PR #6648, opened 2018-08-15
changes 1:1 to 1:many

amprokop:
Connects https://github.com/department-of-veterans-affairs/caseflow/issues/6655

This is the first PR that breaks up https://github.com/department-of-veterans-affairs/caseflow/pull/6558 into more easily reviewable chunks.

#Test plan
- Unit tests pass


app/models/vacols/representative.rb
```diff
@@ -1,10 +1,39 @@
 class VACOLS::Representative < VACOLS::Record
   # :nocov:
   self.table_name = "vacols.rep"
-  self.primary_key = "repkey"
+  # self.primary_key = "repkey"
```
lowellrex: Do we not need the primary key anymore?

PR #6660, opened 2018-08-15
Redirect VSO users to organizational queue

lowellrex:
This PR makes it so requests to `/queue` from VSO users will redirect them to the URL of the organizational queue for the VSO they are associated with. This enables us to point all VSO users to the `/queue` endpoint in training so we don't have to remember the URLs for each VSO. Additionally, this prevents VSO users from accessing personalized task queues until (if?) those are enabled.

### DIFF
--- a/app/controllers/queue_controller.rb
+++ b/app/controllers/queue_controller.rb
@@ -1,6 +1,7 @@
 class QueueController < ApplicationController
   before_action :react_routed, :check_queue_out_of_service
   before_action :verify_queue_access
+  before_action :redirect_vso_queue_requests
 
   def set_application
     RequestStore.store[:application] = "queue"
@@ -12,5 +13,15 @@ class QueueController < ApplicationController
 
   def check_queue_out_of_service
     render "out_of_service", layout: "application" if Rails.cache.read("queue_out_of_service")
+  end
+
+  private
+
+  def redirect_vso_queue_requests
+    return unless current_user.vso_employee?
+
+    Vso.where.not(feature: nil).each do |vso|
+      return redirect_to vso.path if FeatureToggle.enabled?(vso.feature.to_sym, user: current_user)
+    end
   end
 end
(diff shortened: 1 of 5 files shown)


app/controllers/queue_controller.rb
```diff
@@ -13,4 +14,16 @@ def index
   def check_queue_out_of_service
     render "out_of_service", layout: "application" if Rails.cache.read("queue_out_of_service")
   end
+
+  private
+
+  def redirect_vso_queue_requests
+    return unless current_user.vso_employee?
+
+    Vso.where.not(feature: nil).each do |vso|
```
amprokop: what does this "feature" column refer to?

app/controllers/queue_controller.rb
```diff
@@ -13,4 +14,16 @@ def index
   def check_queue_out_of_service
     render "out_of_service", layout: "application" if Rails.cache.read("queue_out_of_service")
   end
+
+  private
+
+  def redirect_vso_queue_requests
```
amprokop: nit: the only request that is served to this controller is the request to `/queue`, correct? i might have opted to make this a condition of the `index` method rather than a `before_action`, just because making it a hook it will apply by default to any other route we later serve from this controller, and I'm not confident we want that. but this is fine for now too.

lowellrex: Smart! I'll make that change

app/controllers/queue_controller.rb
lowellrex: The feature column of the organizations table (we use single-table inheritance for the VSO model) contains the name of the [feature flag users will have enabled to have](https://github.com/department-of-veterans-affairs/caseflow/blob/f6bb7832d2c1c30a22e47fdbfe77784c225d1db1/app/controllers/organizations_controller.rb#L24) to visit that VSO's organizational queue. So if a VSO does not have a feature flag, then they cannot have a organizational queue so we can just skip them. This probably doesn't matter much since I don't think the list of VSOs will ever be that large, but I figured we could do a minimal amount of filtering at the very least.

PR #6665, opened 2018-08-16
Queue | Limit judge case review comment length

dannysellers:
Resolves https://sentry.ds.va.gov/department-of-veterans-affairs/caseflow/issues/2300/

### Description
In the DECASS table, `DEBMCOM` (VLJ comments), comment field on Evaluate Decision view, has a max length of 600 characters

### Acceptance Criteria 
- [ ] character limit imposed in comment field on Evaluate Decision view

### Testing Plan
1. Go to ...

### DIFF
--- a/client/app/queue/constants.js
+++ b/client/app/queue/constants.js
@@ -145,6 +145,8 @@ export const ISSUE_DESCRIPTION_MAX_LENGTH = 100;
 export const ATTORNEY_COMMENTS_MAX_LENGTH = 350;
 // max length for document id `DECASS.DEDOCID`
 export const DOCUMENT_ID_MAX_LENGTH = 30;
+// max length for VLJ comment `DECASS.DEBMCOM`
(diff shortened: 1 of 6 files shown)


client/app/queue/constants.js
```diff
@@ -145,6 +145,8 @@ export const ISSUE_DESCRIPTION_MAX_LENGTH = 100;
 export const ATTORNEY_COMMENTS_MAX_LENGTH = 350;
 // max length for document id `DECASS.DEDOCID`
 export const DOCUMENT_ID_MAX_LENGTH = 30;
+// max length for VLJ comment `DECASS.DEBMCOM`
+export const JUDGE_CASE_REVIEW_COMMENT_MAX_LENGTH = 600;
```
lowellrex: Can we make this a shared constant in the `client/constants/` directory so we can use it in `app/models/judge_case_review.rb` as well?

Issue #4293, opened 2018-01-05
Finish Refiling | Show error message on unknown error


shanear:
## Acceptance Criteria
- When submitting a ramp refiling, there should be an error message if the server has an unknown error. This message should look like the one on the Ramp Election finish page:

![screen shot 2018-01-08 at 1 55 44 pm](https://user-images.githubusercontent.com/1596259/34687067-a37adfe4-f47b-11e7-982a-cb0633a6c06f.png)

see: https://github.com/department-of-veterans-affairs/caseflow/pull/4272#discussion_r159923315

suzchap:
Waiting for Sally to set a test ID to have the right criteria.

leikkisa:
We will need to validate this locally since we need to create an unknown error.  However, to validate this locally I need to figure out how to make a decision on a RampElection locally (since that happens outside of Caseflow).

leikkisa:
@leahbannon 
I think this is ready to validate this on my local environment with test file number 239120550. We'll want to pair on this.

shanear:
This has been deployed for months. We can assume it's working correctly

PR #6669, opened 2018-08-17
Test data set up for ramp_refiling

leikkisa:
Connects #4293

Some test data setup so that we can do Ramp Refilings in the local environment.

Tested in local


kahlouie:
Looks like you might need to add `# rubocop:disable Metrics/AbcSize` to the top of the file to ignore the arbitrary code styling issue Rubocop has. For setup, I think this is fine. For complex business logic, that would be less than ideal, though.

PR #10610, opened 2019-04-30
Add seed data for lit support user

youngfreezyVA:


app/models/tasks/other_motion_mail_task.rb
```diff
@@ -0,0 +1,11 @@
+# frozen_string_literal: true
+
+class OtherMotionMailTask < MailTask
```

REQUIREMENT →
Reproduce the listing in full, exactly, so that no line is missing.

EXERCISE OUTPUT →
PR #6648, opened 2018-08-15
changes 1:1 to 1:many

amprokop:
Connects https://github.com/department-of-veterans-affairs/caseflow/issues/6655

This is the first PR that breaks up https://github.com/department-of-veterans-affairs/caseflow/pull/6558 into more easily reviewable chunks.

#Test plan
- Unit tests pass


app/models/vacols/representative.rb
```diff
@@ -1,10 +1,39 @@
 class VACOLS::Representative < VACOLS::Record
   # :nocov:
   self.table_name = "vacols.rep"
-  self.primary_key = "repkey"
+  # self.primary_key = "repkey"
```
lowellrex: Do we not need the primary key anymore?

PR #6660, opened 2018-08-15
Redirect VSO users to organizational queue

lowellrex:
This PR makes it so requests to `/queue` from VSO users will redirect them to the URL of the organizational queue for the VSO they are associated with. This enables us to point all VSO users to the `/queue` endpoint in training so we don't have to remember the URLs for each VSO. Additionally, this prevents VSO users from accessing personalized task queues until (if?) those are enabled.

### DIFF
--- a/app/controllers/queue_controller.rb
+++ b/app/controllers/queue_controller.rb
@@ -1,6 +1,7 @@
 class QueueController < ApplicationController
   before_action :react_routed, :check_queue_out_of_service
   before_action :verify_queue_access
+  before_action :redirect_vso_queue_requests
 
   def set_application
     RequestStore.store[:application] = "queue"
@@ -12,5 +13,15 @@ class QueueController < ApplicationController
 
   def check_queue_out_of_service
     render "out_of_service", layout: "application" if Rails.cache.read("queue_out_of_service")
+  end
+
+  private
+
+  def redirect_vso_queue_requests
+    return unless current_user.vso_employee?
+
+    Vso.where.not(feature: nil).each do |vso|
+      return redirect_to vso.path if FeatureToggle.enabled?(vso.feature.to_sym, user: current_user)
+    end
   end
 end
(diff shortened: 1 of 5 files shown)


app/controllers/queue_controller.rb
```diff
@@ -13,4 +14,16 @@ def index
   def check_queue_out_of_service
     render "out_of_service", layout: "application" if Rails.cache.read("queue_out_of_service")
   end
+
+  private
+
+  def redirect_vso_queue_requests
+    return unless current_user.vso_employee?
+
+    Vso.where.not(feature: nil).each do |vso|
```
amprokop: what does this "feature" column refer to?

app/controllers/queue_controller.rb
```diff
@@ -13,4 +14,16 @@ def index
   def check_queue_out_of_service
     render "out_of_service", layout: "application" if Rails.cache.read("queue_out_of_service")
   end
+
+  private
+
+  def redirect_vso_queue_requests
```
amprokop: nit: the only request that is served to this controller is the request to `/queue`, correct? i might have opted to make this a condition of the `index` method rather than a `before_action`, just because making it a hook it will apply by default to any other route we later serve from this controller, and I'm not confident we want that. but this is fine for now too.

lowellrex: Smart! I'll make that change

app/controllers/queue_controller.rb
lowellrex: The feature column of the organizations table (we use single-table inheritance for the VSO model) contains the name of the [feature flag users will have enabled to have](https://github.com/department-of-veterans-affairs/caseflow/blob/f6bb7832d2c1c30a22e47fdbfe77784c225d1db1/app/controllers/organizations_controller.rb#L24) to visit that VSO's organizational queue. So if a VSO does not have a feature flag, then they cannot have a organizational queue so we can just skip them. This probably doesn't matter much since I don't think the list of VSOs will ever be that large, but I figured we could do a minimal amount of filtering at the very least.

PR #6665, opened 2018-08-16
Queue | Limit judge case review comment length

dannysellers:
Resolves https://sentry.ds.va.gov/department-of-veterans-affairs/caseflow/issues/2300/

### Description
In the DECASS table, `DEBMCOM` (VLJ comments), comment field on Evaluate Decision view, has a max length of 600 characters

### Acceptance Criteria 
- [ ] character limit imposed in comment field on Evaluate Decision view

### Testing Plan
1. Go to ...

### DIFF
--- a/client/app/queue/constants.js
+++ b/client/app/queue/constants.js
@@ -145,6 +145,8 @@ export const ISSUE_DESCRIPTION_MAX_LENGTH = 100;
 export const ATTORNEY_COMMENTS_MAX_LENGTH = 350;
 // max length for document id `DECASS.DEDOCID`
 export const DOCUMENT_ID_MAX_LENGTH = 30;
+// max length for VLJ comment `DECASS.DEBMCOM`
(diff shortened: 1 of 6 files shown)


client/app/queue/constants.js
```diff
@@ -145,6 +145,8 @@ export const ISSUE_DESCRIPTION_MAX_LENGTH = 100;
 export const ATTORNEY_COMMENTS_MAX_LENGTH = 350;
 // max length for document id `DECASS.DEDOCID`
 export const DOCUMENT_ID_MAX_LENGTH = 30;
+// max length for VLJ comment `DECASS.DEBMCOM`
+export const JUDGE_CASE_REVIEW_COMMENT_MAX_LENGTH = 600;
```
lowellrex: Can we make this a shared constant in the `client/constants/` directory so we can use it in `app/models/judge_case_review.rb` as well?

Issue #4293, opened 2018-01-05
Finish Refiling | Show error message on unknown error


shanear:
## Acceptance Criteria
- When submitting a ramp refiling, there should be an error message if the server has an unknown error. This message should look like the one on the Ramp Election finish page:

![screen shot 2018-01-08 at 1 55 44 pm](https://user-images.githubusercontent.com/1596259/34687067-a37adfe4-f47b-11e7-982a-cb0633a6c06f.png)

see: https://github.com/department-of-veterans-affairs/caseflow/pull/4272#discussion_r159923315

suzchap:
Waiting for Sally to set a test ID to have the right criteria.

leikkisa:
We will need to validate this locally since we need to create an unknown error.  However, to validate this locally I need to figure out how to make a decision on a RampElection locally (since that happens outside of Caseflow).

leikkisa:
@leahbannon 
I think this is ready to validate this on my local environment with test file number 239120550. We'll want to pair on this.

shanear:
This has been deployed for months. We can assume it's working correctly

PR #6669, opened 2018-08-17
Test data set up for ramp_refiling

leikkisa:
Connects #4293

Some test data setup so that we can do Ramp Refilings in the local environment.

Tested in local


kahlouie:
Looks like you might need to add `# rubocop:disable Metrics/AbcSize` to the top of the file to ignore the arbitrary code styling issue Rubocop has. For setup, I think this is fine. For complex business logic, that would be less than ideal, though.

PR #10610, opened 2019-04-30
Add seed data for lit support user

youngfreezyVA:


app/models/tasks/other_motion_mail_task.rb
```diff
@@ -0,0 +1,11 @@
+# frozen_string_literal: true
+
+class OtherMotionMailTask < MailTask
```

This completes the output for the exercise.